PR #512, opened 2019-04-29
Create our own container for mulled testing.

dpryan79:
This won't pass testing until the container is actually uploaded of course. `MulledDockerfile` is an updated version of `continuumio/miniconda3` with a new conda inside. This container fixes issues like https://github.com/bioconda/bioconda-recipes/pull/14472 locally for me at least (I can reproduce those issues locally with the default `continuumio/miniconda3` container).

### DIFF
--- a/MulledDockerfile
+++ b/MulledDockerfile
@@ -1,0 +1,27 @@
+FROM debian:latest
+
+#  $ docker build -f MulledDockerfile -t bioconda/mulled_container:latest
+#  $ docker run --rm -it bioconda/mulled_container:latest /bin/bash
+#  $ docker push bioconda/mulled_container:latest
+
+ENV LANG=C.UTF-8 LC_ALL=C.UTF-8
+ENV PATH /opt/conda/bin:$PATH
+
+RUN apt-get update --fix-missing && \
+    apt-get install -y wget bzip2 ca-certificates curl git && \
+    apt-get clean && \
+    rm -rf /var/lib/apt/lists/*
+
+RUN wget --quiet https://repo.anaconda.com/miniconda/Miniconda3-4.6.14-Linux-x86_64.sh -O ~/miniconda.sh && \
+    /bin/bash ~/miniconda.sh -b -p /opt/conda && \
+    rm ~/miniconda.sh && \
+    ln -s /opt/conda/etc/profile.d/conda.sh /etc/profile.d/conda.sh && \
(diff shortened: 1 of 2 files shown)


dpryan79:
I switched this to use a copy of the image that I've uploaded into my own account. That obviously should be changed before merging!

dpryan79:
OK, this appears to be passing testing now. Obviously the container should be moved still. @bgruening @mbargull thoughts?

bgruening:
Looks good to me for the time being. I'm also fine to use your container. We assume that they offer an official container soon, isn't it?

dpryan79:
It doesn't sound like we should be holding our breath about them updating the containers without changing other things in incompatible ways. Do you want to instead upload that container to the bioconda channel? I guess it doesn't much matter, it just looks more proper :P

dpryan79:
Otherwise I'll merge and update stuff tonight after dinner.

bgruening:
Merge, if I find time I will configure a new project in Dockerhub to autobulid this one ... but for the time being we can just use yours.

Thanks Devon!

dpryan79:
OK, I'll wait to tag a release on the resolution to #514

mbargull:
Just saw this now :O. Yeah, totally fine by me to use your image for now!
I think it makes sense for use to create a `bioconda/container-images` GitHub repository where we can transfer `bioconda/extended-base-image` and this one to. I'll see (this/next week) if I can scrap together/cleanup some of the local container image build files I use myself and put them up on GitHub. Some small-ish containers and for running `conda`.
I can't right now, but I'll checkout/review your image tomorrow, probably. Depending on how the image is used (whether we run `bash` or something else that does not source the shell init script), we might need to alter the entrypoint a bit to accommodate for `conda >=4.6` activation stuff. (Also, it probably makes sense to use something like `debian:9-slim` instead of `debian:latest` -- but either one is of course fine for now!)

mbargull:
> I'll checkout/review your image tomorrow

Okay, I made sure where/how we use that image. AFAICT, everything should work properly, so nothing crucial we have to change right away!
We only use the image via `mulled` -> `involucro` at https://github.com/galaxyproject/galaxy-lib/blob/19.5.2/galaxy/tools/deps/mulled/invfile.lua#L89. Hence, we run it with `sh -c ' ... conda install ...'` which means the activation scripts are not `source`d, but due to `ENV PATH /opt/conda/bin:$PATH` and the fact that we don't run anything else apart from `conda install`, that is fine.

PR #514, opened 2019-04-30
Update bamtools pinning to a version that's been rebuilt

dpryan79:
2.4.1 was built with the old compilers, so everything that links against it can't get updated. The most recent version of bamtools we've built is 2.5.1, so I suggest pinning to that instead.

### DIFF
--- a/bioconda_utils/bioconda_utils-conda_build_config.yaml
+++ b/bioconda_utils/bioconda_utils-conda_build_config.yaml
@@ -13,7 +13,7 @@ pin_run_as_build:
 htslib:
   - 1.9
 bamtools:
-  - 2.4.1
+  - 2.5.1
 libdeflate:
   - 1.0
 r_base:


dpryan79:
We'll need to push a new release after merging this.

dpryan79:
2.5.1 isn't currently packaging the shared library.

bgruening:
Is rebuilding the old version an option?

epruesse:
What changed?

dpryan79:
In the bamtools release notes it's mentioned that proper support for C++11 and C++14 was added in version 2.4.2 and support for long reads (those with >64k CIGAR ops) was added in 2.5.0. Given that we'd probably need to move to 2.4.2 to get the thing to compile.

epruesse:
Might as well go to 2.5.1 then. We build on C++17 now, so we'd want all fixes, lest we'd have to do a lengthy backport. Easier to rebuild things.

dpryan79:
OK, I'll expect to spend part of tomorrow getting things that depend on bamtools updated. I'll also move it to the build section on a lot of packages, since most of them are using libbamtools.a.

PR #522, opened 2019-05-06
Add realtime command log output (with max) and log file

epruesse:
- Adds three options to all commands that support `--loglevel`:
  - `--logfile`: If given, output is also logged to this file
  - `--logfile-level`: Specify logging level for logfile. Default is DEBUG
  - `--log-command-max-lines`: If specified, *console* logging output from `utils.run` will be    truncated after *n* consecutive lines.
- Logs stdout/err live as `(ERR) msg` and `(OUT)` 
- Disables `tmp-bioconda-builder` unless explicitly requested via `--build-image`

This replaces #167

### DIFF
--- a/bioconda_utils/cli.py
+++ b/bioconda_utils/cli.py
@@ -367,7 +367,7 @@ def build(
     if setup:
         logger.debug("Running setup: %s" % setup)
         for cmd in setup:
-            utils.run(shlex.split(cmd))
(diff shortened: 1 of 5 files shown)


epruesse:
Scenarios:
 - at users desk: default, no logging limit
 - PR builds: `--log-file /tmp/artifacts/log.txt --log-command-max-lines 5000`
 - bulk with `--log-command-max-lines 0`

PR #527, opened 2019-05-07
Properly sort semantic versions of bioconductor and change cargoport interaction

### LINKED ISSUE #525: bioconductor-skeleton still picking up 3.8 rather than 3.9
For some reason, `bioconda-utils bioconductor-skeleton --force ... update-all-packages` is still picking up bioconductor 3.8 as the most recent release. 3.9 can be forced, but that shouldn't be required.

dpryan79:
This should close #525. This issue has only hit us since we in to double digit minor release versions of bioconductor now, but '3.10' should be sorted before '3.9' when we get the list of releases.

### DIFF
--- a/bioconda_utils/bioconductor_skeleton.py
+++ b/bioconda_utils/bioconductor_skeleton.py
@@ -345,7 +345,7 @@ class BioCProjectPage(object):
         it exists.
         """
         url = cargoport_url(self.package, self.version, self.bioc_version)
-        response = requests.get(url)
+        response = requests.head(url)
         if response.status_code == 404:
             # This is expected if this is a new package or an updated version.
             # Cargo Port will archive a working URL upon merging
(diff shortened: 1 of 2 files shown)


dpryan79:
@bgruening When `bioconda-utils bioconductor-skeleton` checks for the existence of packages on depot.galaxyproject.org it's currently using a `get` request, causing the whole package to be downloaded. For other sources, it's doing a simple `head` request. Since it can take 20 minutes to to download larger (e.g., BSgenome) files, this seriously slows things down. Is there a reason for this on the cargoport side of things or can I safely change it to a `head` request?

dpryan79:
Ah, the failed test is due to `affydata` requiring an `affy` version that obviously can't exist yet. We should just pick a different experiment data test.

dpryan79:
N.B., this modified version was used in https://github.com/bioconda/bioconda-recipes/pull/15160

epruesse:
Question on the side - do we need to use actual recipes and data in the tests, or can we use mocks? Actually building and downloading and rendering seems to be what makes the tests so slow.

dpryan79:
The benefit to using real packages is we catch things when/if bioconductor changes formats.

bgruening:
@dpryan79 I think this is a left-over from the early days where we checked if the package is actually >0b. head should be fine imho.

dpryan79:
OK, thanks, I'm happy that fixes things since it was taking > 1 day to create the package recipes otherwise.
* * * * * * * * *
Required action » From the very first line of the data through the line with "curl git && \" in it, please reproduce each line exactly and output nothing more.

Task solution »
PR #512, opened 2019-04-29
Create our own container for mulled testing.

dpryan79:
This won't pass testing until the container is actually uploaded of course. `MulledDockerfile` is an updated version of `continuumio/miniconda3` with a new conda inside. This container fixes issues like https://github.com/bioconda/bioconda-recipes/pull/14472 locally for me at least (I can reproduce those issues locally with the default `continuumio/miniconda3` container).

### DIFF
--- a/MulledDockerfile
+++ b/MulledDockerfile
@@ -1,0 +1,27 @@
+FROM debian:latest
+
+#  $ docker build -f MulledDockerfile -t bioconda/mulled_container:latest
+#  $ docker run --rm -it bioconda/mulled_container:latest /bin/bash
+#  $ docker push bioconda/mulled_container:latest
+
+ENV LANG=C.UTF-8 LC_ALL=C.UTF-8
+ENV PATH /opt/conda/bin:$PATH
+
+RUN apt-get update --fix-missing && \
+    apt-get install -y wget bzip2 ca-certificates curl git && \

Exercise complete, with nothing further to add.